Try extracting the last text in parentheses with sub , a very common sub operation in R:
# sub('.*\\((.*)\\).*', '\\1', txt)
The results are as follows:
WINDOWS ------- Unit: microseconds expr min lq mean median uq max neval PCRE_1(txt) 163.607 165.418 168.65393 166.625 167.229 7314.588 5e+05 TRE_1(txt) 70.031 72.446 74.53842 73.050 74.257 38026.680 5e+05 MacOS ----- Unit: microseconds expr min lq mean median uq max neval PCRE_1(txt) 31.693 32.857 37.00757 33.413 35.805 43810.177 5e+05 TRE_1(txt) 46.037 47.199 53.06407 47.807 51.981 7702.869 5e+05 Linux ------ Unit: microseconds expr min lq mean median uq max neval PCRE_1(txt) 10.557 11.555 13.78216 12.097 12.662 4301.178 5e+05 TRE_1(txt) 25.875 27.350 31.51925 27.805 28.737 17974.716 5e+05
TRE regex sub only wins on Windows , more than 2 times faster. On MacOS and Linux, the PCRE version ( perl=TRUE ) wins with the same odds.
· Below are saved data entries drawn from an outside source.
PR #263, opened 2024-03-12
Add optimization that automatically adds the restrict keyword to kernels

NaderAlAwar:
This adds a feature (enabled by setting the `PK_RESTRICT` environment variable) to automatically add [`restrict`](https://en.cppreference.com/w/c/language/restrict) to views, which tells the compiler that the restricted views/arrays do not alias, enabling it optimize the code better. The alias analysis is done automatically by PyKokkos.

Ideally we would use the `Kokkos::Restrict` memory trait, however most compilers ignore `restrict` with pointers that are member variables (as it is with Kokkos Views). This PR solves this issue by generating a `KOKKOS_FUNCTION` that accepts the raw view pointers as arguments which we can then use `restrict` with.

### DIFF
--- a/pykokkos/core/fusion/util.py
+++ b/pykokkos/core/fusion/util.py
@@ -52,3 +52,28 @@ class VariableRenamer(ast.NodeTransformer):
         # If the name is not mapped, keep the original name
         node.arg = self.name_map.get(key, node.arg)
         return node
+
+def add_parent_refs(classdef: ast.ClassDef) -> ast.ClassDef:
+    """
+    Add references to each node's parent node in classdef (Copied from
+    static.py, can't be imported due to circular import)
+
+    :param classdef: the classdef being modified
+    :returns: the modified classdef
+    """
+
+    for node in ast.walk(classdef):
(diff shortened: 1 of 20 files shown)


pykokkos/core/fusion/util.py
```diff
@@ -52,3 +52,28 @@ def visit_keyword(self, node: ast.keyword) -> None:
         # If the name is not mapped, keep the original name
         node.arg = self.name_map.get(key, node.arg)
         return node
+
+def add_parent_refs(classdef: ast.ClassDef) -> ast.ClassDef:
+    """
+    Add references to each node's parent node in classdef (Copied from
+    static.py, can't be imported due to circular import)
```
gliga, line 59: could it be moved to a util file and then imported in both places?

gliga (approved):
LG (I like the tests ;)

pykokkos/core/fusion/util.py
NaderAlAwar: Yes, would require some more refactoring. I'll get to this in a later PR

PR #277, opened 2024-07-07
Add support for passing pytorch tensors directly to kernel calls

NaderAlAwar:
This checks if torch is installed and uses `torch.is_tensor()` to check if the passed argument is a pytorch tensor.

### DIFF
--- a/pykokkos/interface/parallel_dispatch.py
+++ b/pykokkos/interface/parallel_dispatch.py
@@ -121,6 +121,7 @@ def convert_arrays(kwargs: Dict[str, Any]) -> None:
     """
 
     cp_available: bool
+    torch_available: bool
 
     try:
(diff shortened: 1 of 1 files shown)


gliga:
If `torch` is not available, will it print a user friendly error message?

NaderAlAwar:
Not at the moment but this is not restricted to PyTorch. We need to have better error messages for invalid arguments passed to kernels.

IvanGrigorik:
Should be fine now @JBludau @gliga

JBludau (approved):
looks good other than the file ending

IvanGrigorik:
> looks good other than the file ending



> As discussed in another PR, can we please add CI check for all line endings

https://github.com/kokkos/pykokkos/pull/315

PR #280, opened 2024-07-15
Fix TeamPolicy constructor docstring.

kennykos:
TeamPolicy constructor docstring incorrectly copy and pasted from RangePolicy constructor. Update to reflect true description of league size and team size.


NaderAlAwar (approved):
Looks good, thanks!

PR #367, opened 2020-08-04
Install and configure Redis for the deployer's GCP image

franckc:
Modify the image install script to setup redis and configure REDIS_URL so that the deployer uses it.


franckc:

Now, let's compare the performance of regular expressions that do not heavily use backtrace, and extract words inside double quotes:
# regmatches(txt, gregexpr("\"[A-Za-z]+\"", txt)) # => [1] "\"Hesperioidea\"" "\"Hedyloidea\"" PCRE_2 <- function(text) { return(regmatches(txt, gregexpr("\"[A-Za-z]+\"", txt, perl=TRUE))) } TRE_2 <- function(text) { return(regmatches(txt, gregexpr("\"[A-Za-z]+\"", txt))) } test <- microbenchmark( PCRE_2(txt), TRE_2(txt), times = 500000 ) test WINDOWS ------- Unit: microseconds expr min lq mean median uq max neval PCRE_2(txt) 324.799 330.232 349.0281 332.646 336.269 124404.14 5e+05 TRE_2(txt) 187.755 191.981 204.7663 193.792 196.208 74554.94 5e+05 MacOS ----- Unit: microseconds expr min lq mean median uq max neval PCRE_2(txt) 63.801 68.115 75.51773 69.164 71.219 47686.40 5e+05 TRE_2(txt) 63.825 67.849 75.20246 68.883 70.933 49691.92 5e+05 LINUX ----- Unit: microseconds expr min lq mean median uq max neval PCRE_2(txt) 30.199 34.750 44.05169 36.151 43.403 38428.2 5e+05 TRE_2(txt) 37.752 41.854 52.58230 43.409 51.781 38915.7 5e+05
The best average is PCRE regular expression on Linux, on MacOS, the difference is almost careless, and on Windows, TRE is much faster.
Summary
It's clear that the TRE regex library (by default) is much faster on Windows . On Linux , the PCRE regular expression is much faster. On MacOS , PCRE regex is still preferable because with the backtracking patterns, PCRE regex is faster than TRE on this OS.